A total of 291 988 single-nucleotide polymorphisms (SNPs) from 1984 individuals were analyzed for association with statin response, followed by genotyping top hits in 3761 additional individuals. None was significant at the whole-genome level in either the initial or follow-up test sets for association with low-density lipoprotein cholesterol, high-density lipoprotein cholesterol, or triglyceride response. In addition to the whole-genome platform, 23 candidate genes previously associated with statin response were analyzed in these 5745 individuals. Three SNPs in apoE were most highly associated with low-density lipoprotein cholesterol response, followed by 1 in PCSK9 with a similar effect size. At the candidate gene level, SNPs in HMGCR were also significant though the effect was less than with those in apoE and PCSK9. rs7412/apoE had the most significant association (P=6x10(-30)), and its high significance in the whole-genome study (P=4x10(-9)) confirmed the suitability of this population for detecting effects. Age and gender were found to influence low-density lipoprotein cholesterol response to a similar extent as the most pronounced genetic effects.

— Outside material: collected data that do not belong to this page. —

PR #144, opened 2019-08-31
TravisCI

guymguym:


guymguym:
@copejon @jeffvance  `go test ./pkg/...` is failing on CI. Did it work for you?

guymguym:
Another question - I saw you listed Gopkg.lock in gitignore.
I don't think this is the recommended way. Was there a problem with it?

copejon:
> Another question - I saw you listed Gopkg.lock in gitignore.

I think this is an artifact of dependency resolution from a while back.  Re-reading dep docs, it still says that Gopkg.lock is ignored in dependencies of projects (i.e. the lib), so un-ignoring it should be safe.

> go test ./pkg/... is failing on CI. Did it work for you?

The tests are stale.  The ownerRef is causing the failures here - the `want` object leaves it nil but the returned OBC contains one.   I already addressed this  #140 , will extract those changes and open a PR to this branch so it'll go in with the CI fixes.

jeffvance:
So should this pr also not hide _Gopkgg.lock?

.travis.yml
```diff
@@ -1,31 +1,10 @@
...
-  - curl https://raw.githubusercontent.com/golang/dep/master/install.sh | sh
-
 install:
-  - dep ensure -v
-
-before_script:
-  - go version
-  - export GOBIN="$GOPATH/bin"
-  - go get golang.org/x/tools/cmd/goimports
-  - curl -sfL https://install.goreleaser.com/github.com/golangci/golangci-lint.sh | sh -s -- -b $(go env GOPATH)/bin v1.16.0 && golangci-lint --version
```
copejon: golangci-lint is an industry standard go linter aggregator and offers far more configurability and reliability than golint.  In addition to basic linting, it's configured to perform a number of other useful checks.  The full list of enabled and disabled linters can be seen by `./hack/go.sh linters`.  Executing the linters can be done with `./hack/go.sh lint`.

Makefile
```diff
@@ -0,0 +1,46 @@
...
+.PHONY: vet
+
+lint: vendor
+	go get -u golang.org/x/lint/golint
+	golint -set_exit_status=1 ./pkg/...
+	@echo "lint - done."
+.PHONY: lint
+
+test: vendor
+	go test ./pkg/...
```
copejon: Testing ./pkg/... is problematic because of some issues with generated k8s code.  As a result, fine tuning is required to selective test only the human written project files.  use `./hack/go.sh test` instead

Makefile
```diff
@@ -0,0 +1,46 @@
+all: build fmt imports vet lint test
```
copejon: I'm realizing that we never documented our build script in the ./hack/README.md.  `./hack/go.sh` handles most of these operations, excluding 'vendor'.  

The script handles some known issues with testing (see below), runs a preconfigured `go imports` so we always structure imports uniformly between devs, executes robust linting, and wraps up a combination of these for CI to run.  This also means devs can run CI workflow locally to get a quick glance on whether it will pass.  Obviously this last part isn't a perfect recreation of CI as env's vary, but it's is still useful.

.travis.yml
```diff
@@ -1,31 +1,10 @@
----
-sudo: false
-
 os: linux
-
+dist: xenial
+sudo: required
```
copejon: Why is sudo required?

.travis.yml
copejon: The config file can be found at [.golangci.yaml](https://github.com/kube-object-storage/lib-bucket-provisioner/blob/master/.golangci.yml)

.travis.yml
```diff
@@ -1,31 +1,10 @@
...
-  - go get golang.org/x/tools/cmd/goimports
-  - curl -sfL https://install.goreleaser.com/github.com/golangci/golangci-lint.sh | sh -s -- -b $(go env GOPATH)/bin v1.16.0 && golangci-lint --version
-
+  - curl https://raw.githubusercontent.com/golang/dep/master/install.sh | sh
 script:
-  - ./hack/go.sh ci-checks
-
-deploy:
-  - provider: script
-    script: ./hack/go.sh ci-checks
```
copejon: As stated elsewhere - `./hack/go.sh ci-checks` runs a bespoke set of build/vet/lint/test commands for the project.  Unless there's good reason not to use it, I would prefer to stick with this script.

.travis.yml
```diff
@@ -1,31 +1,10 @@
...
-    on:
-      branch: master
```
copejon: Is there a reason to build on all commits for working branches in the repo?  If later we add release-branches/versioning, then I think we would update this list.  Otherwise, we can cut down job spam in Travis by limiting to master.  PRs always run in CI.

PR #150, opened 2019-09-06
remove string concat

copejon:
Removes reference to unchecked ptr.  Concatenation is unnecessary as the key (obcNamespace/obcName) is embedded in the logger.


jeffvance:
lgtm

PR #159, opened 2019-09-10
Custom labels

### LINKED ISSUE #133: Add provisioner label to OB,OBC,Secret,ConfigMap for automated cleanup

copejon:
This PR introduces a backwards compatible change to enable the setting of labels on resources managed by the provisioner.  This is accomplished by adding a`SetLabels(map[string]string)` method to the `Provisioner` interface.  The method statically assigns the map to the controller for access during sync operations.

The purpose of this change is to ease api resource management and provisioner development. 

Also include some minor refactoring for readability.

fixes #133, #57 and replaces pr #140 

### DIFF
--- a/pkg/provisioner/controller.go
+++ b/pkg/provisioner/controller.go
@@ -249,7 +249,6 @@ func (c *Controller) handleProvisionClaim(key string, obc *v1alpha1.ObjectBucket
 		secret    *corev1.Secret
 		configMap *corev1.ConfigMap
 	)
-	obcNsName := obc.Namespace + "/" + obc.Name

Among SNPs tested with an allele frequency of at least 5%, only SNPs in apoE are found to influence statin response significantly. Less frequent variants in PCSK9 and smaller effect sizes in SNPs in HMGCR were also revealed.
他汀类药物在降低低密度脂蛋白胆固醇和降低心血管疾病风险方面有效,但对其反应的变异性尚未完全了解。为解决这一问题,对来自“治疗达新目标”(TNT)试验的5745名个体采用全基因组和候选基因相结合的方法进行基因分型,以确定与阿托伐他汀治疗反应相关的因素。
对1984名个体的总共291988个单核苷酸多态性(SNP)进行分析,以确定与他汀类药物反应的关联,随后对另外3761名个体中的显著位点进行基因分型。在与低密度脂蛋白胆固醇、高密度脂蛋白胆固醇或甘油三酯反应相关的关联的初始或后续测试集中,没有一个在全基因组水平上具有显著性。除了全基因组平台外,还对这5745名个体中先前与他汀类药物反应相关的23个候选基因进行了分析。载脂蛋白E(apoE)中的三个SNP与低密度脂蛋白胆固醇反应的相关性最高,其次是前蛋白转化酶枯草溶菌素9(PCSK9)中的一个SNP,其效应大小相似。在候选基因水平上,3-羟基-3-甲基戊二酰辅酶A还原酶(HMGCR)中的SNP也具有显著性,但其效应小于apoE和PCSK9中的SNP。rs7412/apoE的关联性最为显著(P = 6×10⁻³⁰),其在全基因组研究中的高显著性(P = 4×10⁻⁹)证实了该人群适用于检测效应。发现年龄和性别对低密度脂蛋白胆固醇反应的影响程度与最显著的基因效应相似。
在等位基因频率至少为5%的测试SNP中,仅发现apoE中的SNP对他汀类药物反应有显著影响。还发现了PCSK9中频率较低的变异以及HMGCR中SNP的较小效应大小。